One, possibly two, openings for players in an ongoing campaign in the Atlanta, GA area.  Come play with EN Worlders: Olgar Shiverstone, diaglo, biorph, JoeBlank, and (until recently) Angelsboi!

About the campaign:

_Setting_: Set in Mistledale in the Forgotten Realms, though a modified version of that setting (lower magic, none of the traditional Realms NPCs, different timeline).

_Rules set:_ Core D&D 3.5 Rules, with selected FR additions, plus specific campaign-approved mechanics.

_Party Level:_ Currently 6th-7th (new characters start at 6th)

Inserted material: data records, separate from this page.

PR #2404, opened 2024-09-02
test: Test with Node 20 only

regexowl:
This updates the test env to test with Node 20 only, pr_check is also updated to use Node 20.

The changes shouldn't affect users in any way, please let me know if you think it might.

There were common async flakes when using testing-library with Node 18, those often surfaced in gh actions / pr_check only and did not reproduce locally unless resources got limited (I can reproduce some flakes in Power Saver mode only, leading me to conclusion, that it's just async being mischievous). Switching to testing with Node 20 only should also allow us to re-enable some tests that got disabled specifically because them running with Node 18 ended up in a time out.

### DIFF
--- a/.github/workflows/dev-checks.yml
+++ b/.github/workflows/dev-checks.yml
@@ -5,19 +5,15 @@ on:
     branches: [ "main" ]
 
 jobs:
-  tests:
+  dev-check:
     runs-on: ubuntu-latest
-
-    strategy:
-      matrix:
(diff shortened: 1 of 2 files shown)


regexowl:
Btw the required checks will be a mess until they're updated in repo settings so please ignore the "tests" actions :sweat_smile:

lucasgarfield (approved):
Makes good sense to me! I can't think of any compelling reason to run our unit tests on old versions of Node.

PR #2412, opened 2024-09-04
src: Integrate image-builder-frontend as a Cockpit package with webpack support

mgold1234:
Screenshot 2024-09-04 at 18 05 58

- Added image-builder-frontend repository as a Cockpit package.     
- Configured webpack with necessary loaders and plugins for handling JS, TS, CSS, and SCSS files.
- Ensured compatibility with Cockpit by externalizing cockpit dependencies and updating the webpack configuration.
- Provided initial setup with image-builder-frontend.


public/manifest.json
```diff
@@ -0,0 +1,18 @@
+{
+  "requires": {
+    "cockpit": "134"
+  },
+  "dashboard": {
+    "index": {
+      "label": "Images",
```
croissanne, line 10: I'd make this Image Builder, it's set to replace cockpit-composer after all.

src/AppCockpit.tsx
```diff
@@ -0,0 +1,116 @@
...
+                  Image builder for RPM-DNF documentation
+                </Button>
+              </EmptyStateActions>
+            </EmptyStateFooter>
+          </>
+        </EmptyState>
+      </Bullseye>
+      <NotificationsPortal />
+      <BrowserRouter>
+        <Routes>
```
croissanne, line 90: I think we should reuse the routes from `Router.tsx`, and just have the BrowserRouter component in here.

package.json
```diff
@@ -92,6 +92,7 @@
     "test:watch": "TZ=UTC vitest",
     "test:coverage": "TZ=UTC vitest run --coverage",
     "build": "fec build",
+    "build:dev": "webpack --config webpack.config.js",
```
croissanne, line 95: Can we rename cockpit related commands so it's obvious? Like "cockpit:build" etc.

croissanne (changes requested):
Neat! Thank you.

I wonder if the directory structure can be nicer if we put the cockpit related files into it's own directory somehow, like src/cockpit/AppCockpit.tsx, and `cockpit/public / cockpit/webpack.config.js` ?

Also would it be good to reuse a single existing component as a poc in this first version? Like anything, the landing page or something that doesn't require any api interaction.
I

public/manifest.json
```diff
@@ -0,0 +1,21 @@
+{
+  "requires": {
+    "cockpit": "134"
+  },
+  "version": 0,
+  "name": "composer",
```
KKoukiou, line 6: Decide what URL you want to use. If it's images in the path you want to change that.

public/manifest.json
```diff
@@ -0,0 +1,21 @@
...
+  "priority": 50,
```
KKoukiou, line 7: You can switch to priority: 0 if you use a new name. Aka not composer.

KKoukiou (commented):
You will need to create a Fedora package, aka you 're missing a spec file at least here.

In that you want to obsolete the old package. https://docs.fedoraproject.org/en-US/packaging-guidelines/#renaming-or-replacing-existing-packages

src/AppCockpit.tsx
mgold1234: I am sure its douable in that stage, becuase Router.txs require any api interaction.
@lucasgarfield WDYT?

_Style:_ A mix of roleplay, combat, dungeon/urban/wilderness adventuring.  Take a look at the Story Hour for an idea of the characters, setting, and adventures.

_House Rules:_ The attached *.zip file contains a campaign introduction, background on the local campaign area, and copy of the house rules.

About the game

_Location:_ Two play locations: primary is vicinity exit 6 off GA 400, secondary is in the Decatur/Druid Hills area.

_Game Times:_ Every-other Sunday, 1230-1830

_Next Games:_ Off-cycle game 24 Aug in Decatur; next regular game 31 Aug at primary location.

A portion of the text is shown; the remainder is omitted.